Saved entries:
# # # # # # #

PR #480, opened 2021-09-27
Refactored geometry extraction

C-Core:
The main purpose of this refactoring is to make the extraction pass as fast as possible so that the rest can be done asynchronously. The extraction message now only holds a cpu mesh reference and a transform for each object which makes it as fast as it can get for regular meshes. This will allow things like navmesh generation or light baking at runtime in the future.

The light baking now also uses this message to extract the geometry for its tracing, thus it now also includes greybox geometry etc.


Code/Engine/Core/World/Implementation/GameObject.cpp
```diff
@@ -13,7 +13,6 @@ namespace
   {
     ezVariantArray value(ezStaticAllocatorWrapper::GetAllocator());
     value.PushBack(ezStringView("CastShadow"));
-    value.PushBack(ezStringView("AutoColMesh")); // TODO: keep this ?
```
jankrassnigg, line 16: This IS used by the greyboxing geometry to decide whether it should generate a collider or not.

jankrassnigg: Ok, saw the change below .... and who updates the documentation? http://ezengine.net/pages/docs/scenes/greyboxing.html

Code/EnginePlugins/RecastPlugin/NavMeshBuilder/NavMeshBuilder.cpp
```diff
@@ -1,15 +1,18 @@
...
+#include <Foundation/Utilities/GraphicsUtils.h>
 #include <Foundation/Utilities/Progress.h>
 #include <Recast/DetourNavMesh.h>
 #include <Recast/DetourNavMeshBuilder.h>
 #include <Recast/Recast.h>
 #include <RecastPlugin/NavMeshBuilder/NavMeshBuilder.h>
 #include <RecastPlugin/Resources/RecastNavMeshResource.h>
+#include <RendererCore/Meshes/CpuMeshResource.h>
+#include <RendererCore/Meshes/MeshBufferUtils.h>
+#include <RendererCore/Utils/WorldGeoExtractionUtil.h>
```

# # # # # # #

What to do> All of the records above need to be copied exactly.

Response to this task>
PR #480, opened 2021-09-27
Refactored geometry extraction

C-Core:
The main purpose of this refactoring is to make the extraction pass as fast as possible so that the rest can be done asynchronously. The extraction message now only holds a cpu mesh reference and a transform for each object which makes it as fast as it can get for regular meshes. This will allow things like navmesh generation or light baking at runtime in the future.

The light baking now also uses this message to extract the geometry for its tracing, thus it now also includes greybox geometry etc.


Code/Engine/Core/World/Implementation/GameObject.cpp
```diff
@@ -13,7 +13,6 @@ namespace
   {
     ezVariantArray value(ezStaticAllocatorWrapper::GetAllocator());
     value.PushBack(ezStringView("CastShadow"));
-    value.PushBack(ezStringView("AutoColMesh")); // TODO: keep this ?
```
jankrassnigg, line 16: This IS used by the greyboxing geometry to decide whether it should generate a collider or not.

jankrassnigg: Ok, saw the change below .... and who updates the documentation? http://ezengine.net/pages/docs/scenes/greyboxing.html

Code/EnginePlugins/RecastPlugin/NavMeshBuilder/NavMeshBuilder.cpp
```diff
@@ -1,15 +1,18 @@
...
+#include <Foundation/Utilities/GraphicsUtils.h>
 #include <Foundation/Utilities/Progress.h>
 #include <Recast/DetourNavMesh.h>
 #include <Recast/DetourNavMeshBuilder.h>
 #include <Recast/Recast.h>
 #include <RecastPlugin/NavMeshBuilder/NavMeshBuilder.h>
 #include <RecastPlugin/Resources/RecastNavMeshResource.h>
+#include <RendererCore/Meshes/CpuMeshResource.h>
+#include <RendererCore/Meshes/MeshBufferUtils.h>
+#include <RendererCore/Utils/WorldGeoExtractionUtil.h>
```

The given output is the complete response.